What is the consequence? Will autonomous sailing, controlled and monitored by AI, inevitably come soon? It will be interesting to see. However, relying completely on technology harbours risks. Particularly because the weather system is so complex and chaotic that it will never be possible for everything in it to be accurately modelled. Uncertainties remain. Especially when it comes to difficult weather conditions where several models have to be consulted for a reliable forecast.

Once again, extreme weather conditions should be mentioned here. It will certainly not be possible to categorise them precisely for some time to come without the knowledge and many years of experience of meteorological experts.

And with the routing tools in particular, which many people already like to rely on, most people don't realise that often only the mean wind is taken into account. Gusts or other severe weather parameters are not taken into account. If you then download the weather data, which only has a temporal resolution of three hours, for example, you may not even see an approaching severe weather situation.

Knowledge of basic weather formation and development is therefore still essential - as is working with it properly. But you should also know how to use all these new, fascinating tools. After all, the rapid pace of technological development cannot be ignored. With the intention of improving weather forecasts, it will change the world for the better, at least in this area.

I myself am excited to see where the journey will take us in the coming years - and I definitely want to be part of it.

Conventional and AI-generated predictions in comparison

Under charts.ecmwf.int all data products of the European Weather Centre ECMWF can be viewed on the Internet. There you will not only find the model forecasts of the conventional operational and numerical model, which is also used, for example, in Windy.com or other private and commercial weather apps. Instead, at the bottom of the very full page, you can also find the new AI models and the results they produce: While there are hardly any significant deviations in a relatively short-term forecast in the region of around 24 hours, the differences are significant in a longer forecast period.
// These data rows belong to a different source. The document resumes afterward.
PR #346, opened 2022-01-11
add max vel linear

renan028:
# Problem Description 
When we use holonomic robots, we should limit the maximum linear velocity (L-inf, L-1 or L-2 norm), not only `max_vel_x` and `max_vel_y`, because they are coupled.

Otherwise, the optimization for `vx` and `vy` results in `max_vel_x` and `max_vel_y` in open / collision-free paths. The robot will always move diagonally because the resultant (linear velocity) is greater. However, the maximum velocity is coupled and bounded to the actual maximum linear velocity of the robot. This new constraint should be added to the optimizer.

The video below shows the robot moving diagonally and it fixes the orientation at the end:

https://user-images.githubusercontent.com/6097267/148993227-5773c195-a3c6-4ad6-ab5a-503c104d751b.mp4

And one can see that the behaviour of the robot is not what we expect for a holonomic robot (changing  orientation a lot, and moving diagonally):

https://user-images.githubusercontent.com/6097267/148996957-d1a8698e-b858-4eb1-b1a5-319d458dc292.mp4

# Solution
Add `max_vel_linear` for holonomic robots and add the constraint to the optimization.

Long path not moving diagonally:

https://user-images.githubusercontent.com/6097267/148996627-7f598de7-23f8-4c17-818f-28df3a3e92f6.mp4

Moving around:

https://user-images.githubusercontent.com/6097267/148996037-e0d0d8df-6e35-4735-b835-095ed0cad98f.mp4

### DIFF
--- a/cfg/TebLocalPlannerReconfigure.cfg
+++ b/cfg/TebLocalPlannerReconfigure.cfg
@@ -143,8 +143,8 @@ grp_robot_omni.add("max_vel_y", double_t, 0,
   "Maximum strafing velocity of the robot (should be zero for non-holonomic robots!)",
   0.0, 0.0, 100)
 
-grp_robot_omni.add("max_vel_linear", double_t, 0, 
-  "Maximum linear velocity of the robot. Ignore this parameter for non-holonomic robots (max_vel_linear == max_vel_x).",
+grp_robot_omni.add("max_vel_trans", double_t, 0, 
+  "Maximum linear velocity of the robot. Ignore this parameter for non-holonomic robots (max_vel_trans == max_vel_x).",
   0.4, 0.01, 100)
 
 grp_robot_omni.add("acc_lim_y", double_t, 0, 
@@ -334,8 +334,8 @@ grp_optimization.add("obstacle_cost_exponent", double_t, 0,
 # Optimization/Omni
 grp_optimization_omni = grp_optimization.add_group("OptOmni", type="hide")
 
-grp_optimization_omni.add("norm_vel_lin", int_t, 0,
-	"Norm constraint for translational velocity (1: L1, 2: L2). For example, enforcing hypot(vx, xy) <= v_max_lin for L2",
+grp_optimization_omni.add("norm_vel_trans", int_t, 0,
+	"Norm constraint for translational velocity (1: L1, 2: L2). For example, enforcing hypot(vx, xy) <= vel_max_trans for L2",
 	1, 1, 2)
   
   
--- a/cfg/TebLocalPlannerReconfigure.cfg
+++ b/cfg/TebLocalPlannerReconfigure.cfg
@@ -141,6 +141,10 @@ grp_robot_omni = grp_robot.add_group("Omnidirectional", type="hide")
 
 grp_robot_omni.add("max_vel_y", double_t, 0, 
   "Maximum strafing velocity of the robot (should be zero for non-holonomic robots!)",
+  0.0, 0.0, 100)
+
+grp_robot_omni.add("max_vel_linear", double_t, 0, 
+  "Maximum linear velocity of the robot. Ignore this parameter for non-holonomic robots (max_vel_linear == max_vel_x).",
   0.0, 0.0, 100) 
 
 grp_robot_omni.add("acc_lim_y", double_t, 0, 
--- a/cfg/TebLocalPlannerReconfigure.cfg
+++ b/cfg/TebLocalPlannerReconfigure.cfg
@@ -145,7 +145,7 @@ grp_robot_omni.add("max_vel_y", double_t, 0,
 
 grp_robot_omni.add("max_vel_linear", double_t, 0, 
   "Maximum linear velocity of the robot. Ignore this parameter for non-holonomic robots (max_vel_linear == max_vel_x).",
-  0.0, 0.0, 100) 
+  0.4, 0.01, 100)
 
 grp_robot_omni.add("acc_lim_y", double_t, 0, 
   "Maximum strafing acceleration of the robot",
--- a/cfg/TebLocalPlannerReconfigure.cfg
+++ b/cfg/TebLocalPlannerReconfigure.cfg
@@ -330,13 +330,6 @@ grp_optimization.add("weight_adapt_factor", double_t, 0,
 grp_optimization.add("obstacle_cost_exponent", double_t, 0,
 	"Exponent for nonlinear obstacle cost (cost = linear_cost * obstacle_cost_exponent). Set to 1 to disable nonlinear cost (default)",
 	1, 0.01, 100)
-
-# Optimization/Omni
-grp_optimization_omni = grp_optimization.add_group("OptOmni", type="hide")
-
-grp_optimization_omni.add("norm_vel_trans", int_t, 0,
-	"Norm constraint for translational velocity (1: L1, 2: L2). For example, enforcing hypot(vx, xy) <= vel_max_trans for L2",
-	1, 1, 2)
   
   
 # Homotopy Class Planner
--- a/cfg/TebLocalPlannerReconfigure.cfg
+++ b/cfg/TebLocalPlannerReconfigure.cfg
@@ -331,6 +331,12 @@ grp_optimization.add("obstacle_cost_exponent", double_t, 0,
 	"Exponent for nonlinear obstacle cost (cost = linear_cost * obstacle_cost_exponent). Set to 1 to disable nonlinear cost (default)",
 	1, 0.01, 100)
 
+# Optimization/Omni
+grp_optimization_omni = grp_optimization.add_group("OptOmni", type="hide")
+
+grp_optimization_omni.add("norm_vel_lin", int_t, 0,
+	"Norm constraint for translational velocity (1: L1, 2: L2). For example, enforcing hypot(vx, xy) <= v_max_lin for L2",
+	1, 1, 2)
   
   
 # Homotopy Class Planner
--- a/include/teb_local_planner/g2o_types/edge_velocity.h
+++ b/include/teb_local_planner/g2o_types/edge_velocity.h
@@ -253,16 +253,16 @@ public:
     double omega = g2o::normalize_theta(conf2->theta() - conf1->theta()) / deltaT->estimate();
 
 
-    double max_vel_trans_remaining;
-    if (cfg_->optim.norm_vel_trans == 1) {
-      max_vel_trans_remaining = std::max(0.0, cfg_->robot.max_vel_trans - std::abs(vx));  // L1 norm
-    }
-    else {
-      max_vel_trans_remaining = std::sqrt(std::max(0.0, cfg_->robot.max_vel_trans * cfg_->robot.max_vel_trans - vx * vx)); // L2 norm
-    }
-    double max_vel_y = std::min(max_vel_trans_remaining, cfg_->robot.max_vel_y);
+    double max_vel_trans_remaining_y;
+    double max_vel_trans_remaining_x;
+    max_vel_trans_remaining_y = std::sqrt(std::max(0.0, cfg_->robot.max_vel_trans * cfg_->robot.max_vel_trans - vx * vx)); 
+    max_vel_trans_remaining_x = std::sqrt(std::max(0.0, cfg_->robot.max_vel_trans * cfg_->robot.max_vel_trans - vy * vy)); 
 
-    _error[0] = penaltyBoundToInterval(vx, -cfg_->robot.max_vel_x_backwards, cfg_->robot.max_vel_x, cfg_->optim.penalty_epsilon);
+    double max_vel_y = std::min(max_vel_trans_remaining_y, cfg_->robot.max_vel_y);
+    double max_vel_x = std::min(max_vel_trans_remaining_x, cfg_->robot.max_vel_x);
+    double max_vel_x_backwards = std::min(max_vel_trans_remaining_x, cfg_->robot.max_vel_x_backwards);
+
+    _error[0] = penaltyBoundToInterval(vx, -max_vel_x_backwards, max_vel_x, cfg_->optim.penalty_epsilon);
     _error[1] = penaltyBoundToInterval(vy, max_vel_y, 0.0); // we do not apply the penalty epsilon here, since the velocity could be close to zero
     _error[2] = penaltyBoundToInterval(omega, cfg_->robot.max_vel_theta,cfg_->optim.penalty_epsilon);
 
--- a/include/teb_local_planner/g2o_types/edge_velocity.h
+++ b/include/teb_local_planner/g2o_types/edge_velocity.h
@@ -252,16 +252,16 @@ public:
     double vy = r_dy / deltaT->estimate();
     double omega = g2o::normalize_theta(conf2->theta() - conf1->theta()) / deltaT->estimate();
 
-    double max_vel_linear = std::max(std::max(cfg_->robot.max_vel_x, cfg_->robot.max_vel_y), cfg_->robot.max_vel_linear);
+    double max_vel_trans = std::max(std::max(cfg_->robot.max_vel_x, cfg_->robot.max_vel_y), cfg_->robot.max_vel_trans);
 
-    double max_linear_vel_remaining;
-    if (cfg_->optim.norm_vel_lin == 1) {
-      max_linear_vel_remaining = max_vel_linear - std::abs(vx);  // L1 norm
+    double max_vel_trans_remaining;
+    if (cfg_->optim.norm_vel_trans == 1) {
+      max_vel_trans_remaining = max_vel_trans - std::abs(vx);  // L1 norm
     }
     else {
-      max_linear_vel_remaining = std::sqrt(max_vel_linear * max_vel_linear - vx * vx); // L2 norm
+      max_vel_trans_remaining = std::sqrt(max_vel_trans * max_vel_trans - vx * vx); // L2 norm
     }
-    double max_vel_y = std::min(max_linear_vel_remaining, cfg_->robot.max_vel_y);
+    double max_vel_y = std::min(max_vel_trans_remaining, cfg_->robot.max_vel_y);
 
     _error[0] = penaltyBoundToInterval(vx, -cfg_->robot.max_vel_x_backwards, cfg_->robot.max_vel_x, cfg_->optim.penalty_epsilon);
     _error[1] = penaltyBoundToInterval(vy, max_vel_y, 0.0); // we do not apply the penalty epsilon here, since the velocity could be close to zero
--- a/include/teb_local_planner/g2o_types/edge_velocity.h
+++ b/include/teb_local_planner/g2o_types/edge_velocity.h
@@ -251,9 +251,14 @@ public:
     double vx = r_dx / deltaT->estimate();
     double vy = r_dy / deltaT->estimate();
     double omega = g2o::normalize_theta(conf2->theta() - conf1->theta()) / deltaT->estimate();
-    
+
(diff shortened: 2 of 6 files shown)


cfg/TebLocalPlannerReconfigure.cfg
```diff
@@ -141,6 +141,10 @@ grp_robot_omni = grp_robot.add_group("Omnidirectional", type="hide")
 
 grp_robot_omni.add("max_vel_y", double_t, 0, 
   "Maximum strafing velocity of the robot (should be zero for non-holonomic robots!)",
+  0.0, 0.0, 100)
+
+grp_robot_omni.add("max_vel_linear", double_t, 0, 
+  "Maximum linear velocity of the robot. Ignore this parameter for non-holonomic robots (max_vel_linear == max_vel_x).",
   0.0, 0.0, 100)
```
siferati:
```suggestion
  0.4, 0.01, 100) 
```

S: Use the same values as `max_vel_x`.

include/teb_local_planner/g2o_types/edge_velocity.h
```diff
@@ -251,9 +251,14 @@ class EdgeVelocityHolonomic : public BaseTebMultiEdge<3, double>
     double vx = r_dx / deltaT->estimate();
     double vy = r_dy / deltaT->estimate();
     double omega = g2o::normalize_theta(conf2->theta() - conf1->theta()) / deltaT->estimate();
-    
+
+    double max_vel_linear = std::max(std::max(cfg_->robot.max_vel_x, cfg_->robot.max_vel_y), cfg_->robot.max_vel_linear);
+    // double max_linear_vel_left = std::sqrt(max_vel_linear * max_vel_linear - vx * vx); // L2
+    double max_linear_vel_left = max_vel_linear - std::abs(vx); // L1
```
siferati: Q: Why are we using L1 norm by default instead of L2?
S: Add a parameter to decide between using L1 or L2 norm.
R: Rename `max_linear_vel_left` to something else (e.g. `max_linear_vel_remaining`), as _left_ indicates direction and is a bit confusing!

include/teb_local_planner/teb_config.h
```diff
@@ -279,6 +280,7 @@ class TebConfig
     robot.cmd_angle_instead_rotvel = false;
     robot.is_footprint_dynamic = false;
     robot.use_proportional_saturation = false;
+    robot.max_vel_linear = robot.max_vel_x;
```
siferati: F: I don't think this does anything as it will be overwritten by the default value from dynamic reconfigure. So it's better to change this line to the same value (I suggested `0.4` above) to avoid confusion

cfg/TebLocalPlannerReconfigure.cfg
```diff
@@ -141,6 +141,10 @@ grp_robot_omni = grp_robot.add_group("Omnidirectional", type="hide")
 
 grp_robot_omni.add("max_vel_y", double_t, 0, 
   "Maximum strafing velocity of the robot (should be zero for non-holonomic robots!)",
+  0.0, 0.0, 100)
+
+grp_robot_omni.add("max_vel_linear", double_t, 0,
```
siferati:
```suggestion
grp_robot_omni.add("max_vel_trans", double_t, 0, 
```
S: rename from _linear_ to _translational_.

src/teb_config.cpp
```diff
@@ -350,6 +352,13 @@ void TebConfig::checkParameters() const
   // weights
   if (optim.weight_optimaltime <= 0)
       ROS_WARN("TebLocalPlannerROS() Param Warning: parameter weight_optimaltime shoud be > 0 (even if weight_shortest_path is in use)");
+
+  // holonomic check
+  if (robot.max_vel_y >= 0) {
```
siferati:
```suggestion
  if (robot.max_vel_y > 0) {
```
F: it's 0 by default, so this check always happens.

src/teb_config.cpp
```diff
@@ -350,6 +352,13 @@ void TebConfig::checkParameters() const
...
+    if (robot.max_vel_linear < robot.max_vel_x || robot.max_vel_linear < robot.max_vel_y) {
+      ROS_WARN("TebLocalPlannerROS() Param Warning: max_vel_linear < max_vel_x or max_vel_linear < max_vel_y. Assuming max(max_vel_x, max_vel_y)");
```
siferati: S: instead of assuming `max(max_vel_x, max_vel_y)` I think it would be better to stick with the given value and simply print the warning. Vx and Vy would be clamped in `saturateVelocity` to match the given max linear vel, instead of the other way around.

src/teb_local_planner_ros.cpp
```diff
@@ -903,6 +905,15 @@ void TebLocalPlannerROS::saturateVelocity(double& vx, double& vy, double& omega,
     vy *= ratio_y;
     omega *= ratio_omega;
   }
+
+  max_vel_linear = std::max(std::max(max_vel_x, max_vel_y), max_vel_linear);
+  double vel_linear = std::sqrt(vx*vx + vy*vy);
```
siferati:
```suggestion
  double vel_linear = std::hypot(vx, vy);
```
S: use `std:hypot` instead

src/teb_local_planner_ros.cpp
```diff
@@ -903,6 +905,15 @@ void TebLocalPlannerROS::saturateVelocity(double& vx, double& vy, double& omega,
...
+  if (vel_linear > std::abs(max_vel_linear))
```
siferati:
```suggestion
  if (vel_linear > max_vel_linear)
```
F: no need for `abs` since this willl always be >= 0

siferati (changes requested):

cfg/TebLocalPlannerReconfigure.cfg
renan028: linear velocity is vastly more common in the literature. Is there a specific reason you want to change it to translational?

include/teb_local_planner/g2o_types/edge_velocity.h
renan028: It is way cheaper, and the behaviour is the one expected.
Sometimes optimization cannot keep up with L2 and the behaviour is not the one expected. I will add the parameter though.

corot:
I think this can be interesting also for Nav2 version, I please, @SteveMacenski , take a look if u have time

cfg/TebLocalPlannerReconfigure.cfg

Above is an example of the weather maps based on a ten-day forecast for the pressure distribution over Europe from 31 July to 10 August 2024: While the numerical model already sees a very strong low off the coast of Ireland, the two AI models also forecast the formation of this low, but with a significant delay and, above all, much further west, with the core between Newfoundland and Greenland.

How reliable are the old and new weather forecast models?

The new AI models are constantly compared with the previous ones. Their behaviour too. For example, model activity is monitored. If the graphs run evenly, then few surprises can be expected in the forecast over a period of ten days. Only the FuXI (another AI model) in the example shows very chaotic behaviour from day five onwards. In contrast, all other models, both the established and the new AI models, show a relaxed drop in the reliability of the forecasts. Incidentally, the 500 hPa values, which are measured at an altitude of around 5.5 kilometres, are particularly important here. They provide the best indication of how highs and lows will behave down to the ground over the next few days.

The fact that most AI models, as in this example, show similar behaviour to the established AIFS and IFS models of the ECMWF, and that some of them are already more accurate and less error-prone, is simply astonishing.